PR #3905, opened 2025-02-05
bugfix/fix ndjson detection

rbiseck3:
### Description
NDJSON files were being detected as JSON due to having the same mime-type. This adds additional logic to skip mime-type based detection if extension is `.ndjson`


jordan-homan (approved):

unstructured/file_utils/filetype.py
```diff
@@ -172,7 +172,8 @@ def _file_type(self) -> FileType:
             return file_type
 
         # -- strategy 3: guess MIME-type using libmagic and use that --
-        if file_type := self._file_type_from_guessed_mime_type:
+        if file_type := self._file_type_from_guessed_mime_type and self._ctx.extension != ".ndjson":
+            # ndjson gets detected as json mime type, will be incorrectly classified as JSON
```
scanny, line 176: I would put this logic _within_ `._file_type_from_guessed_mime_type` as it's very similar to other ambiguous MIME-type guesses like this on line 231:
```python
        if mime_type.endswith("xml"):
            return FileType.HTML if extension in (".html", ".htm") else FileType.XML
```
so something like:
```python
        if mime_type.endswith("json"):  # -- or whatever will reliably catch JSON MIME-type --
            return FileType.NDJSON if extension == ".ndjson") else FileType.JSON
```
Rationale being the special-casing can happen at a lower level and there are other parallel examples there. So it doesn't encourage having a bunch of special-case if-else branches growing at the top level.

scanny (changes requested):
I propose moving this lower down, otherwise LGTM.

Let me know and I can approve it then.

scanny:
Also @rbiseck3 I'd like to see a test for this. Good chance to fill in for the other possible cases, like when it comes with an asserted content-type.

scanny:
The test suite is well developed, you should be able to do most of it with just adding a case to parameterized tests.

unstructured/file_utils/filetype.py
rbiseck3: Good call, it's been moved there.

scanny (approved):
LGTM :)

PR #3916, opened 2025-02-10
fix/Prepare for breaking change in upcoming unstructured-client

awalker4:
In the unreleased 0.30.0 of unstructured-client, handling of the server_url is changing. Instead of passing a url to the instance of the client, it's preferred that we set the server_url per endpoint. We can make this change against existing versions of the client in order to be compatible when 0.30.0 is released.

### DIFF
--- a/unstructured/partition/api.py
+++ b/unstructured/partition/api.py
@@ -94,7 +94,7 @@ def partition_via_api(
     # Note(austin) - the sdk takes the base url, but we have the full api_url
     # For consistency, just strip off the path when it's given
     base_url = api_url[:-19] if "/general/v0/general" in api_url else api_url
-    sdk = UnstructuredClient(api_key_auth=api_key, server_url=base_url)
+    sdk = UnstructuredClient(api_key_auth=api_key)
 
     if filename is not None:
         with open(filename, "rb") as f:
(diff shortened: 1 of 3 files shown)


unstructured/partition/api.py
```diff
@@ -94,7 +94,7 @@ def partition_via_api(
     # Note(austin) - the sdk takes the base url, but we have the full api_url
     # For consistency, just strip off the path when it's given
     base_url = api_url[:-19] if "/general/v0/general" in api_url else api_url
-    sdk = UnstructuredClient(api_key_auth=api_key, server_url=base_url)
+    sdk = UnstructuredClient(api_key_auth=api_key)
```
cragwolfe, line 97: can we inspect the version of UnstructuredClient to do the right thing?

cragwolfe (changes requested):

unstructured/partition/api.py
awalker4: Ah, will do! I took it for granted that passing `server_url` in the method has been backwards compatible, but it looks like `unstructured` pins the client at a much older version and this does break CI. Actually, I'll close this for now. We constrain the client to below 0.26.0, so this won't block us publishing the new SDK. Looks like we have some tech debt to get the tests updated for later versions.

PR #3945, opened 2025-03-05
feat: include images when partitioning html

ryannikolaidis:
Currently we [filter img tags](https://github.com/Unstructured-IO/unstructured/blob/2addb19473ba9e27af995291f57d35fb50bec4b0/unstructured/partition/html/partition.py#L226-L229) before tags are converted to Elements by the html partitioner. More importantly we also don’t currently have a defined “block” / mapping to support these. This adds these mappings and logic to process.

It also respects `extract_image_block_types` and `extract_image_block_to_payload` (as we do with pdfs) to determine whether base64 is included in the metadata.

The partitioned Image Elements sets the text to the img tag’s alt text if available.

The partitioned Image Elements include the [url in the metadata](https://github.com/Unstructured-IO/unstructured/blob/main/unstructured/documents/elements.py#L209) (rather than image_base64) if the img tag src is a url.

## Testing

unit tests have been added for explicit coverage.
existing integration tests and other unit test fixtures have been updated to account for `Image` elements now present


unstructured/partition/html/partition.py
```diff
@@ -202,6 +215,10 @@ def _iter_elements(self) -> Iterator[Element]:
         for e in elements_iter:
             e.metadata.last_modified = self._opts.last_modified
             e.metadata.detection_origin = self._opts.detection_origin
+
+            # -- remove <image_base64> if not requested --
+            if not self._should_include_image_base64(e):
+                e.metadata.image_base64 = None
```
ryannikolaidis, line 221: not my favorite pattern, but this seems like the cleanest solution without refactoring how we parse downstream

cragwolfe (approved):

PR #3946, opened 2025-03-06
Enable dynamic file type registration

vangheem:
The purpose of this PR is to enable registering new file types dynamically.

The PR enables this through 2 primary functions:

1. `unstructured.file_utils.model.create_file_type` This registers the new `FileType` enum which enables the rest of unstructured to understand a new type of file
2. `unstructured.file_utils.model.register_partitioner` Decorator that enables registering a partitioner function to run for a file type.

### DIFF
--- a/unstructured/file_utils/model.py
+++ b/unstructured/file_utils/model.py
@@ -66,7 +66,7 @@ class FileType(enum.Enum):
     _alias_mime_types: tuple[str, ...]
     """MIME-types accepted as identifying this file-type."""
 
-    _partitioner_full_module_path: str | None
+    _partitioner_full_module_path: Optional[str]
     """Fully-qualified name of module providing partitioner for this file-type."""
 
     def __new__(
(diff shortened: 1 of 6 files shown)


badGarnet (approved):
probably bump version numbers as well?

unstructured/file_utils/model.py
```diff
@@ -30,6 +66,9 @@ class FileType(enum.Enum):
     _alias_mime_types: tuple[str, ...]
     """MIME-types accepted as identifying this file-type."""
 
+    _partitioner_full_module_path: str | None
```
rbiseck3, line 69: This repo still supports 3.9 and I don't think this syntax exists in that version. 
```suggestion
    _partitioner_full_module_path: Optional[str]
```

vangheem: All the existing fields already used that style so I think we're okay

PR #3960, opened 2025-03-17
feat: use lxml instead of bs4 to parse hOCR data

badGarnet:
- `lxml` is a much faster library than `bs4` when the input data is regular
- since the hOCR data is guaranteed to be regular (programmatically generated) we don't need `bs4` here to parse the data
- `lxml` improves parsing speed by about 10x

Example runtime profiling locally using the same `hocr` data from 1 page pdf, where `agent.hocr_to_dataframe_bs4` is the current method on main and `agent.hocr_to_dataframe` is the PR's method.

Screenshot 2025-03-17 at 12 14 59 PM

### DIFF
--- a/CHANGELOG.md
+++ b/CHANGELOG.md
@@ -1,9 +1,10 @@
-## 0.17.1-dev0
+## 0.17.1-dev1
 
 ### Enhancements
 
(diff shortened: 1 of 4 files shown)


ryannikolaidis (approved):
Amazing! Yes, please!

PR #3962, opened 2025-03-19
Image within div or span with no text is annotated as Image

ajjimeno:
Ticket: https://unstructured-ai.atlassian.net/browse/ML-942

The following uncompressed HTML document can be used to test the transformation using the `partition_html` function from the VLM partitioner.

[recalibrating-risk-report.pdf.json.html.zip](https://github.com/user-attachments/files/19330528/recalibrating-risk-report.pdf.json.html.zip)

### DIFF
--- a/unstructured/partition/html/transformations.py
+++ b/unstructured/partition/html/transformations.py
@@ -437,7 +437,7 @@ def extract_tag_and_ontology_class_from_tag(
         html_tag = "span"
         element_class = ontology.UncategorizedText
 
-    # Scenario 5: Image with no text a ontology.UncategorizedText element_class
+    # Scenario 5: UncategorizedText has image and no text
     # Typically, this happens with a span or div tag with an image inside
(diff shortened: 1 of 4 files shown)


ryannikolaidis:
worth a quick test somewhere just to validate / prevent breaking in the future?

unstructured/partition/html/transformations.py
```diff
@@ -437,6 +437,12 @@ def extract_tag_and_ontology_class_from_tag(
         html_tag = "span"
         element_class = ontology.UncategorizedText
 
+    # Scenario 5: Image with no text a ontology.UncategorizedText element_class
```
ryannikolaidis, line 440: wording here is a bit confusing. 
```suggestion
    # Scenario 5: UncategorizedText has image and no text
```

maybe?

ryannikolaidis (approved):
lgtm!

PR #3969, opened 2025-03-27
build: remove test and dev deps from docker image

qued:
Removed the dependencies contained in `test.txt`, `dev.txt`, and `constraints.txt` from the things that get installed in the docker image. In order to keep testing the image (running the tests), I added a step to the `docker-test` make target to install `test.txt` and `dev.txt`. Thus we presumably get a smaller image (probably not much smaller), reduce the dependency chain or our images, and have less exposure to vulnerabilities while still testing as robustly as before.

Incidentally, I removed the `Dockerfile` for our ubuntu image, since it made reference to non-existent make targets, which tells me it's stale and wasn't being used.

### Review:
- Reviewer should ensure the dev and test dependencies are not being installed in the docker image. One way to check is to check the logs in CI, and note, e.g. that [this](https://github.com/Unstructured-IO/unstructured/actions/runs/14112971425/job/39536304012#step:3:1700) is the first reference to `pytest` in the docker build and test logs, after the image build is completed.
- Reviewer should ensure docker image is still being tested in CI and is passing.

### DIFF
--- a/CHANGELOG.md
+++ b/CHANGELOG.md
@@ -1,11 +1,12 @@
 ## 0.17.5
 
 ### Enhancements
-- **Remove test and dev dependencies from docker image** This reduces the docker image size slightly and reduces potential security vulnerabilities.
+- **Remove test and dev dependencies from docker image.** This reduces the docker image size slightly and reduces potential security vulnerabilities.
 
 ### Features
 
 ### Fixes
+- **Removed out of date ubuntu Dockerfile.** The Dockerfile was out of date and non-functional.
 
 ## 0.17.4
 


CHANGELOG.md
```diff
@@ -1,3 +1,12 @@
+## 0.17.5
+
+### Enhancements
+- **Remove test and dev dependencies from docker image** This reduces the docker image size slightly and reduces potential security vulnerabilities.
```
badGarnet, line 4: also removed ubuntu-22 (which is out of date anyway but still good to document it)

badGarnet (approved):

CHANGELOG.md
qued: Agreed, done.

PR #117, opened 2016-01-20
Accessor-method ('getTarget') in RandomAccessibleOnRealRandomAccessible.

hornm:
Another accessor method ...


axtimwalde:
@tpietzsch That should be "source" too---right?

tpietzsch:
@axtimwalde yes, right. I'll change that

PR #115, opened 2016-01-18
Fix  PlanarSubsetLocalzingCursor

dietzc:
position calculation was mixed between subset interval and global container.

PR #119, opened 2016-01-29
Debug ConnectedComponents

jaywarrick:
Seems to work now but certainly should be reviewed by someone who knows
what they are doing in this class. Line 155 and 302 are edits from
@dietzc while line 297 is from me.


dietzc:
index container has to be calculated differently. see https://github.com/imglib/imglib2/pull/115.
your implementation works for your certain use-case but will fail in the general one, as far as I can see.

thanks! this helped debugging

TASK TO COMPLETE
Note every line above where the string "requested" shows up, and copy those lines.

SOLUTION BELOW
scanny (changes requested):
cragwolfe (changes requested):
+            # -- remove <image_base64> if not requested --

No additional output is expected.